#### EXERCISE DIRECTIONS
Begin with the line where "sri2k1us: We can" appears. Set down that line and the rest of the records below it exactly as given.

#### AVAILABLE DATA
=== Begin Enclosure ===

PR #232, opened 2020-11-19
Login menu

sri2k1us:
User Menu shows when logged in avatar is clicked in large screen. Shows by default in Mobile.

-iPhone 5
image

- Laptop
image


public/static/locales/en/common.json
```diff
@@ -30,6 +33,7 @@
     "noOptions": "No results to display.",
     "openDrawer": "Open Drawer",
     "ok": "OK",
+    "polices": "Polices",
```
ash3rz, line 36: 😄 I didn't notice this when reviewing the screenshots, but this should be `Policies`

src/components/layout/UserMenu.js
```diff
@@ -0,0 +1,188 @@
...
+            color: theme.palette.info.contrastText,
+        },
+    },
+}));
+export default function UserMenu(props) {
+    const {
+        profile: {
+            id,
+            attributes: { email, name },
+        },
```
ash3rz, line 63: Instead of having `userProfile` passed in as a prop, couldn't this component use the `useUserProfile` hook for itself?

src/components/layout/CyVerseAppBar.js
```diff
@@ -721,6 +741,28 @@ function CyverseAppBar(props) {
...
+                    vertical: "top",
+                    horizontal: "left",
+                }}
+            >
+                <UserMenu
+                    baseId={build(ids.APP_BAR_BASE, ids.ACCOUNT_MI)}
+                    profile={userProfile}
+                    onLogoutClick={onLogoutClick}
+                    onManageAccountClick={() =>
+                        window.open("https://user.cyverse.org", "_blank")
```
ash3rz, line 762: The CyVerse policy and about URLs are in a constant file, maybe the user portal URL should also be in one?

src/components/layout/UserMenu.js
```diff
@@ -0,0 +1,188 @@
...
+                        <Typography
+                            variant="caption"
+                            className={classes.typography}
+                        >
+                            {t("polices")}
+                        </Typography>
+                    </ExternalLink>
+                </Grid>
+                <Grid item>
+                    <Typography variant="caption">.</Typography>
```
ash3rz, line 170: I think, if we're trying to replicate Google's user menu, this is actually a • dot (Opt+8 on mac) and not a regular . period.  Switching in the dot should help it look a little more vertically centered

ash3rz (approved):
LGTM :shipit:

public/static/locales/en/common.json
sri2k1us: `i` catching!

src/components/layout/UserMenu.js
sri2k1us: We can do that for sure. Only downside I can think of is that it will involve checking profile to see if  it null or not which is already happening in `CyverseAppBar` in several places. Otherwise I can't think of any reason either in favor or against.

src/components/layout/CyVerseAppBar.js
sri2k1us: Yup..missed this one.

src/components/layout/UserMenu.js
sri2k1us: Lol. GTK that it is (opt + 8) cos I was searching for a bigger dot than a period in my keyboard 😄

sri2k1us:
Gonna merge this one but reviews still welcome.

=== End Enclosure ===

#### WRITTEN ANSWER
sri2k1us: We can do that for sure. Only downside I can think of is that it will involve checking profile to see if  it null or not which is already happening in `CyverseAppBar` in several places. Otherwise I can't think of any reason either in favor or against.

src/components/layout/CyVerseAppBar.js
sri2k1us: Yup..missed this one.

src/components/layout/UserMenu.js
sri2k1us: Lol. GTK that it is (opt + 8) cos I was searching for a bigger dot than a period in my keyboard 😄

sri2k1us:
Gonna merge this one but reviews still welcome.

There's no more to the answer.